Work instruction => Every line of the material below should be copied exactly.

Records shown =>
PR #8186, opened 2022-03-18
fix: task worker requeue wrong task. Fixes #8139

### LINKED ISSUE #8139: AgentExecutor: Requeue wrong tasks.
## Summary
When I test agent executor, I find if task worker execute wrong if task happens requeue.
So I dig into the code.
https://github.com/argoproj/argo-workflows/blob/master/workflow/executor/agent.go#L118
Here is the story.
There is two tasks in the taskQueue. Let's annotate _task1_ and _task2_.
the taskWorker first treat _task1_ and _task1_ replies to requeue in 10 sec, then worker treat _task2_.
After 10 secs, worker should treat _task1_ again. However this time worker treat _task2_ instead.

What version are you running?
latest

## Diagnostics
Here is my simplified code to illustrate the bug.
```go
package main

import (
	"fmt"
	"time"
)

type task struct {
	NodeId string
}

func main() {
	taskQueue := make(chan task)
	go worker(taskQueue)
	for i := 1; i < 10; i++ {
		taskQueue <- task{
			NodeId: fmt.Sprintf("node-%d", i),
		}
	}

	time.Sleep(3 * time.Second)
}

func worker(tq chan task) {
	for t := range tq {
		fmt.Println("worker", t.NodeId)
		time.AfterFunc(2*time.Second, func() {
			tq <- t
		})
	}
}
```
This demo code is expected that 10 tasks will be requeue and reexecuted in 2 seconds.
But If you execute the code, below is the result.
```bash
worker node-1
worker node-2
worker node-3
worker node-4
worker node-5
worker node-6
worker node-7
worker node-8
worker node-9
worker node-9
worker node-9
worker node-9
worker node-9
worker node-9
worker node-9
worker node-9
worker node-9
worker node-9
```
all tasks are polluted to the last task.
you can test with go playground. https://go.dev/play/p/XZyezyelrnj
This looks like that golang does not behave right in range channels with time after.
here is the fix code
```go
func worker(tq chan task) {
	for {
		t, ok := <-tq
		if !ok {
			break
		}
		fmt.Println("worker", t.NodeId)
		time.AfterFunc(2*time.Second, func() {
			tq <- t
		})
	}
}
```
Fix demo:https://go.dev/play/p/AiOO9dt11k4

---

wujayway:
Signed-off-by: wujayway <wujayway@gmail.com>

Fixes #8139
Use for loops instead of for range. Avoid go problems on `time.After` with closure.

### DIFF
--- a/workflow/executor/agent.go
+++ b/workflow/executor/agent.go
@@ -116,7 +116,11 @@ func (ae *AgentExecutor) Agent(ctx context.Context) error {
 }
 
 func (ae *AgentExecutor) taskWorker(ctx context.Context, taskQueue chan task, responseQueue chan response) {
-	for task := range taskQueue {
+	for {
+		task, ok := <- taskQueue
+		if !ok {
+			break
+		}
 		nodeID, tmpl := task.NodeId, task.Template
 		log := log.WithField("nodeID", nodeID)
 
--- a/workflow/executor/agent.go
+++ b/workflow/executor/agent.go
@@ -117,7 +117,7 @@ func (ae *AgentExecutor) Agent(ctx context.Context) error {
 
 func (ae *AgentExecutor) taskWorker(ctx context.Context, taskQueue chan task, responseQueue chan response) {
 	for {
-		task, ok := <- taskQueue
+		task, ok := <-taskQueue
 		if !ok {
 			break
 		}


alexec (approved):

alexec:
I've just noted, I'm not sure this will make a difference, as the semantics are not changed.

Written response =>
PR #8186, opened 2022-03-18
fix: task worker requeue wrong task. Fixes #8139

### LINKED ISSUE #8139: AgentExecutor: Requeue wrong tasks.
## Summary
When I test agent executor, I find if task worker execute wrong if task happens requeue.
So I dig into the code.
https://github.com/argoproj/argo-workflows/blob/master/workflow/executor/agent.go#L118
Here is the story.
There is two tasks in the taskQueue. Let's annotate _task1_ and _task2_.
the taskWorker first treat _task1_ and _task1_ replies to requeue in 10 sec, then worker treat _task2_.
After 10 secs, worker should treat _task1_ again. However this time worker treat _task2_ instead.

What version are you running?
latest

## Diagnostics
Here is my simplified code to illustrate the bug.
```go
package main

import (
	"fmt"
	"time"
)

type task struct {
	NodeId string
}

func main() {
	taskQueue := make(chan task)
	go worker(taskQueue)
	for i := 1; i < 10; i++ {
		taskQueue <- task{
			NodeId: fmt.Sprintf("node-%d", i),
		}
	}

	time.Sleep(3 * time.Second)
}

func worker(tq chan task) {
	for t := range tq {
		fmt.Println("worker", t.NodeId)
		time.AfterFunc(2*time.Second, func() {
			tq <- t
		})
	}
}
```
This demo code is expected that 10 tasks will be requeue and reexecuted in 2 seconds.
But If you execute the code, below is the result.
```bash
worker node-1
worker node-2
worker node-3
worker node-4
worker node-5
worker node-6
worker node-7
worker node-8
worker node-9
worker node-9
worker node-9
worker node-9
worker node-9
worker node-9
worker node-9
worker node-9
worker node-9
worker node-9
```
all tasks are polluted to the last task.
you can test with go playground. https://go.dev/play/p/XZyezyelrnj
This looks like that golang does not behave right in range channels with time after.
here is the fix code
```go
func worker(tq chan task) {
	for {
		t, ok := <-tq
		if !ok {
			break
		}
		fmt.Println("worker", t.NodeId)
		time.AfterFunc(2*time.Second, func() {
			tq <- t
		})
	}
}
```
Fix demo:https://go.dev/play/p/AiOO9dt11k4

---

wujayway:
Signed-off-by: wujayway <wujayway@gmail.com>

Fixes #8139
Use for loops instead of for range. Avoid go problems on `time.After` with closure.

### DIFF
--- a/workflow/executor/agent.go
+++ b/workflow/executor/agent.go
@@ -116,7 +116,11 @@ func (ae *AgentExecutor) Agent(ctx context.Context) error {
 }
 
 func (ae *AgentExecutor) taskWorker(ctx context.Context, taskQueue chan task, responseQueue chan response) {
-	for task := range taskQueue {
+	for {
+		task, ok := <- taskQueue
+		if !ok {
+			break
+		}
 		nodeID, tmpl := task.NodeId, task.Template
 		log := log.WithField("nodeID", nodeID)
 
--- a/workflow/executor/agent.go
+++ b/workflow/executor/agent.go
@@ -117,7 +117,7 @@ func (ae *AgentExecutor) Agent(ctx context.Context) error {
 
 func (ae *AgentExecutor) taskWorker(ctx context.Context, taskQueue chan task, responseQueue chan response) {
 	for {
-		task, ok := <- taskQueue
+		task, ok := <-taskQueue
 		if !ok {
 			break
 		}


alexec (approved):

alexec:
I've just noted, I'm not sure this will make a difference, as the semantics are not changed.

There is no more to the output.